▸ **Source information**
PR #32500, opened 2023-07-13
Add `username` input to community check reusable workflow

justinretzolk:
### Description

Previously, the community check reusable workflow based its determination on `github.event.issue.user.login || github.event.pull_request.user.login`, which maps to the username of the user who created the issue or pull request. This, however, isn't always accurate when it comes to certain things we'd like to automate.

For example, for `issue_comment` events (such as is used in the `issue-comment-created` workflow, used to remove the `waiting-response` label when a non-maintainer comments on an issue or PR), this meant that when a comment was made, the determination was based on the original issue/PR author's username, rather than the commenter's username.

This PR adds a `username` input to the community check workflow to allow us to check a _specific_ username, and updates all workflows that use the workflow to include this now-required input. This also enables additional possibilities, such as adding an item to the team's Project board when it gets assigned to a maintainer, and possibly additional things down the line.

### Relations

N/a

### References

N/a

N/a, Actions

### DIFF
--- a/.github/workflows/autoremove_labels.yml
+++ b/.github/workflows/autoremove_labels.yml
@@ -8,7 +8,7 @@ on:
 
 jobs:
   community_check:
-    if: github.event_name == 'issues'
+    if: github.event.action == 'opened'
     uses: ./.github/workflows/community-check.yml
     secrets: inherit
     with:
@@ -17,7 +17,7 @@ jobs:
   RemoveNeedsTriageFromMaintainers:
     name: Remove needs-triage for Maintainers
     needs: community_check
-    if: github.event.action == 'opened' && needs.community_check.outputs.maintainer == 'true'
+    if: needs.community_check.outputs.maintainer == 'true'
     uses: ./.github/workflows/reusable-add-or-remove-labels.yml
     with:
       remove: needs-triage
--- a/.github/workflows/autoremove_labels.yml
+++ b/.github/workflows/autoremove_labels.yml
@@ -8,11 +8,14 @@ on:
 
 jobs:
   community_check:
+    if: github.event_name == 'issues'
     uses: ./.github/workflows/community-check.yml
     secrets: inherit
+    with:
+      username: ${{ github.event.issue.user.login }}
 
   RemoveNeedsTriageFromMaintainers:
-    name: 'Remove needs-triage for Maintainers'
+    name: Remove needs-triage for Maintainers
     needs: community_check
     if: github.event.action == 'opened' && needs.community_check.outputs.maintainer == 'true'
     uses: ./.github/workflows/reusable-add-or-remove-labels.yml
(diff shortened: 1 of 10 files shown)


.github/workflows/autoremove_labels.yml
```diff
@@ -8,19 +8,22 @@ on:
 
 jobs:
   community_check:
+    if: github.event.action == 'opened'
```
justinretzolk, line 11: This is only needed for the `RemoveNeedsTriageFromMaintainers` job, which previously had this check in its conditional. Moving it here allows us to skip this job entirely if the event type is `pull_request_target`. This also means that if it's skipped, `RemoveNeedsTriageFromMaintainers` is skipped, since it's in the `needs` of that job. As a third benefit, it makes the conditional in that job a bit cleaner looking.

.github/workflows/changelog.yml
```diff
@@ -8,8 +8,11 @@ on:
 
 jobs:
   community_check:
+    if: github.event_name == 'pull_request_target'
```
justinretzolk, line 11: This one has a similar idea as is mentioned in my comment on `autoremove_labels.yml`, but has a bit of an interesting caveat that I'd like to look into more.

Previously, this conditional was in the `changes` job. This meant that if the event type was `push`, the `changes` job would be skipped, which would caused the `comment` job to be skipped as well, since `changes` is in its `needs`. This means that `push` events never trigger any of the jobs in this workflow.

.github/workflows/dependencies.yml
```diff
@@ -9,8 +9,11 @@ on:
 
 jobs:
   community_check:
+    if: github.event_name == 'pull_request_target'
```
justinretzolk, line 12: See comment on `changelog.yml`.

.github/workflows/pull_requests.yml
```diff
@@ -1,12 +1,14 @@
+name: Pull Request Target (All types)
```
justinretzolk, line 1: There's really no point in moving this up, but pretty much every other workflow has `name` at the top so 🤷

.github/workflows/changelog.yml
justinretzolk: In looking at this further, the `comment` job also uses `github.event.pull_request.number`, which isn't included in `push` events, so it seems safe to remove the `on.push` triggers entirely. Will wait for review before doing so, in case I'm overlooking anything.

.github/workflows/dependencies.yml
justinretzolk: In looking at this further, the `comment` action uses `github.event.pull_request.number`, which is not included in `push` events. I'm hesitant to remove the `on.push` triggers from this one, since the `go_mod` job would still run for those events, though I'm unsure of the utility of that job at the time of writing.

breathingdust (approved):
LGTM 🚀

PR #32523, opened 2023-07-14
Workflow: Update resource count action to use app token

breathingdust:
### Description

Updates action to use GitHub app in order to source a token with the correct scopes to be able to create a PR.


jar-b (approved):
LGTM

PR #32569, opened 2023-07-18
Label Updates

breathingdust:
### Description

Some label updates relating to internal process improvements

### DIFF
--- a/infrastructure/repository/labels-workflow.tf
+++ b/infrastructure/repository/labels-workflow.tf
@@ -3,7 +3,7 @@
 
 variable "workflow_labels" {
   default = {
-    # Stop the search. Keep these alphabetibelized.
+    # Stop the search. Keep these alphabetized.
 
     "authentication" = {
       color       = "844fba", # color:terraform (main)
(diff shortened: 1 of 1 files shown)


infrastructure/repository/labels-workflow.tf
```diff
@@ -117,9 +125,9 @@ variable "workflow_labels" {
       color       = "828a90", # color:stale grey
       description = "Repository modifications; GitHub Actions, developer docs, issue templates, codeowners, changelog."
     },
-    "roadmap" = {
+    "prioritized" = {
```
justinretzolk, line 128: My only concern with removing `roadmap` before we get `prioritized` in place is that it'll remove that label from everything that currently has it. I almost wonder if we should do it in two passes so that we can make sure everything that has `roadmap` currently gets the `prioritized` label before we remove it. Other than that, this looks good to me

breathingdust: Theres only 2 open ones and I've made a note of them. That said, it doesn't make sense to have `prioritized` on closed issues so we should add removing that label on merge/release to the automation list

▸ **What to do**
Write the entries out again exactly.

▸ **Exercise result**
PR #32500, opened 2023-07-13
Add `username` input to community check reusable workflow

justinretzolk:
### Description

Previously, the community check reusable workflow based its determination on `github.event.issue.user.login || github.event.pull_request.user.login`, which maps to the username of the user who created the issue or pull request. This, however, isn't always accurate when it comes to certain things we'd like to automate.

For example, for `issue_comment` events (such as is used in the `issue-comment-created` workflow, used to remove the `waiting-response` label when a non-maintainer comments on an issue or PR), this meant that when a comment was made, the determination was based on the original issue/PR author's username, rather than the commenter's username.

This PR adds a `username` input to the community check workflow to allow us to check a _specific_ username, and updates all workflows that use the workflow to include this now-required input. This also enables additional possibilities, such as adding an item to the team's Project board when it gets assigned to a maintainer, and possibly additional things down the line.

### Relations

N/a

### References

N/a

N/a, Actions

### DIFF
--- a/.github/workflows/autoremove_labels.yml
+++ b/.github/workflows/autoremove_labels.yml
@@ -8,7 +8,7 @@ on:
 
 jobs:
   community_check:
-    if: github.event_name == 'issues'
+    if: github.event.action == 'opened'
     uses: ./.github/workflows/community-check.yml
     secrets: inherit
     with:
@@ -17,7 +17,7 @@ jobs:
   RemoveNeedsTriageFromMaintainers:
     name: Remove needs-triage for Maintainers
     needs: community_check
-    if: github.event.action == 'opened' && needs.community_check.outputs.maintainer == 'true'
+    if: needs.community_check.outputs.maintainer == 'true'
     uses: ./.github/workflows/reusable-add-or-remove-labels.yml
     with:
       remove: needs-triage
--- a/.github/workflows/autoremove_labels.yml
+++ b/.github/workflows/autoremove_labels.yml
@@ -8,11 +8,14 @@ on:
 
 jobs:
   community_check:
+    if: github.event_name == 'issues'
     uses: ./.github/workflows/community-check.yml
     secrets: inherit
+    with:
+      username: ${{ github.event.issue.user.login }}
 
   RemoveNeedsTriageFromMaintainers:
-    name: 'Remove needs-triage for Maintainers'
+    name: Remove needs-triage for Maintainers
     needs: community_check
     if: github.event.action == 'opened' && needs.community_check.outputs.maintainer == 'true'
     uses: ./.github/workflows/reusable-add-or-remove-labels.yml
(diff shortened: 1 of 10 files shown)


.github/workflows/autoremove_labels.yml
```diff
@@ -8,19 +8,22 @@ on:
 
 jobs:
   community_check:
+    if: github.event.action == 'opened'
```
justinretzolk, line 11: This is only needed for the `RemoveNeedsTriageFromMaintainers` job, which previously had this check in its conditional. Moving it here allows us to skip this job entirely if the event type is `pull_request_target`. This also means that if it's skipped, `RemoveNeedsTriageFromMaintainers` is skipped, since it's in the `needs` of that job. As a third benefit, it makes the conditional in that job a bit cleaner looking.

.github/workflows/changelog.yml
```diff
@@ -8,8 +8,11 @@ on:
 
 jobs:
   community_check:
+    if: github.event_name == 'pull_request_target'
```
justinretzolk, line 11: This one has a similar idea as is mentioned in my comment on `autoremove_labels.yml`, but has a bit of an interesting caveat that I'd like to look into more.

Previously, this conditional was in the `changes` job. This meant that if the event type was `push`, the `changes` job would be skipped, which would caused the `comment` job to be skipped as well, since `changes` is in its `needs`. This means that `push` events never trigger any of the jobs in this workflow.

.github/workflows/dependencies.yml
```diff
@@ -9,8 +9,11 @@ on:
 
 jobs:
   community_check:
+    if: github.event_name == 'pull_request_target'
```
justinretzolk, line 12: See comment on `changelog.yml`.

.github/workflows/pull_requests.yml
```diff
@@ -1,12 +1,14 @@
+name: Pull Request Target (All types)
```
justinretzolk, line 1: There's really no point in moving this up, but pretty much every other workflow has `name` at the top so 🤷

.github/workflows/changelog.yml
justinretzolk: In looking at this further, the `comment` job also uses `github.event.pull_request.number`, which isn't included in `push` events, so it seems safe to remove the `on.push` triggers entirely. Will wait for review before doing so, in case I'm overlooking anything.

.github/workflows/dependencies.yml
justinretzolk: In looking at this further, the `comment` action uses `github.event.pull_request.number`, which is not included in `push` events. I'm hesitant to remove the `on.push` triggers from this one, since the `go_mod` job would still run for those events, though I'm unsure of the utility of that job at the time of writing.

breathingdust (approved):
LGTM 🚀

PR #32523, opened 2023-07-14
Workflow: Update resource count action to use app token

breathingdust:
### Description

Updates action to use GitHub app in order to source a token with the correct scopes to be able to create a PR.


jar-b (approved):
LGTM

PR #32569, opened 2023-07-18
Label Updates

breathingdust:
### Description

Some label updates relating to internal process improvements

### DIFF
--- a/infrastructure/repository/labels-workflow.tf
+++ b/infrastructure/repository/labels-workflow.tf
@@ -3,7 +3,7 @@
 
 variable "workflow_labels" {
   default = {
-    # Stop the search. Keep these alphabetibelized.
+    # Stop the search. Keep these alphabetized.
 
     "authentication" = {
       color       = "844fba", # color:terraform (main)
(diff shortened: 1 of 1 files shown)


infrastructure/repository/labels-workflow.tf
```diff
@@ -117,9 +125,9 @@ variable "workflow_labels" {
       color       = "828a90", # color:stale grey
       description = "Repository modifications; GitHub Actions, developer docs, issue templates, codeowners, changelog."
     },
-    "roadmap" = {
+    "prioritized" = {
```
justinretzolk, line 128: My only concern with removing `roadmap` before we get `prioritized` in place is that it'll remove that label from everything that currently has it. I almost wonder if we should do it in two passes so that we can make sure everything that has `roadmap` currently gets the `prioritized` label before we remove it. Other than that, this looks good to me

breathingdust: Theres only 2 open ones and I've made a note of them. That said, it doesn't make sense to have `prioritized` on closed issues so we should add removing that label on merge/release to the automation list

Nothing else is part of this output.